Mechanical switching of nanoscale multiferroic phase boundaries

Abstract

Tuning the lattice degree of freedom in nanoscale functional crystals is critical to exploit the emerging functionalities such as piezoelectricity, shape-memory effect, or piezomagnetism, which are attributed to the intrinsic lattice-polar or lattice-spin coupling. Here it is reported that a mechanical probe can be a dynamic tool to switch the ferroic orders at the nanoscale multiferroic phase boundaries in BiFeO3 with a phase mixture, where the material can be reversibly transformed between the "soft" tetragonal-like and the "hard" rhombohedral-like structures.
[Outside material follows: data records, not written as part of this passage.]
PR #2599, opened 2018-08-16
Update BoundingBox.cs

aarrnndd:
There is a bug in the calculation of the size for the BoundingBox/BoundingBoxRig to be shown around a GameObject target.
To fix it, I removed a code line in method RefreshTargetBounds() that performed a scale transformation which may be correct in some special, simple cases. But in general, if the target object, its parent and the bounding box had different scales, the transformation would be incorrect.
The replacement for the removed line, a scale transformation that works in any case, is implemented in method UpdateScaleTransform(), where it is needed and so that the variable name targetBoundsLocalScale does not have to be changed to remain appropriate.


Assets/HoloToolkit/UX/Scripts/BoundingBoxes/BoundingBox.cs
```diff
@@ -442,6 +441,8 @@ protected virtual void UpdateScaleTransform()
             // Get position of object based on renderers
             transform.position = targetBoundsWorldCenter;
             Vector3 scale = targetBoundsLocalScale;
+            scale = target.transform.TransformVector(scale);  // transform the target's local scale to world scale
+            scale = transform.InverseTransformVector(scale);  // transform world scale to the local scale of the bounding box
```
StephenHodgson: Not sure how transforming it from then back to local space fixes this.

Isn't this redundant?

aarrnndd: It's not redundant, because in general the target's local scale is not the same as the local scale of the bounding box.

Please look where variable targetBoundsLocalScale is used:
It is calculated (each Update()) in RefreshTargetBounds(), as the target's local size.
Afterwards it is needed in UpdateScaleTransform(), where it has to be assigned to scaleTransform.localScale.
Since scaleTransform is a child of BoundingBox (see BoundingBox.CreateTransforms(), last line),
targetBoundsLocalScale has to be transformed to the local scale of the BoundingBox.

In my project, I want to apply the BoundingBox/BoundingBoxRig dynamically to GameObjects that are within a complex hierarchy of objects where parents and childs have different scales.
The original code in BoundingBox.cs does not work correctly, it calculates the bounding box about 5 or 10 times too large. (Depending on the scale differences between parents/childs in my GameObject hierarchy.)
But with my changes in BoundingBox.cs, the code works perfectly.

SimonDarksideJ:
Can you refresh and update your PR from htk_development @aarrnndd to avoid conflicting merges and validate this PR please.

wiwei:
Closing issues older than 180 days. If this is still an issue, please reactivate with recent information.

The microscopic origin of the nonvolatile mechanical switching of the multiferroic phase boundaries, coupled with a reversible 180 rotation of the in-plane ferroelectric polarization, is the nanoscale pressure-induced elastic deformation and reconstruction of the spontaneous strain gradient across the multiferroic phase boundaries. The reversible control of the room-temperature multiple ferroic orders using a pure mechanical stimulus may bring us a new pathway to achieve the potential energy conversion and sensing applications. A pure mechanical control of the nanoscale multiferroic phase boundaries is achieved in mixed-phase BiFeO3, which is attributed to pressure-induced elastic deformation and reconstruction of the spontaneous strain gradient across the boundaries. This demonstrates a new pathway to reversibly control the multiple ferroic orders such as ferroelectricity, ferroelasticity, and so on.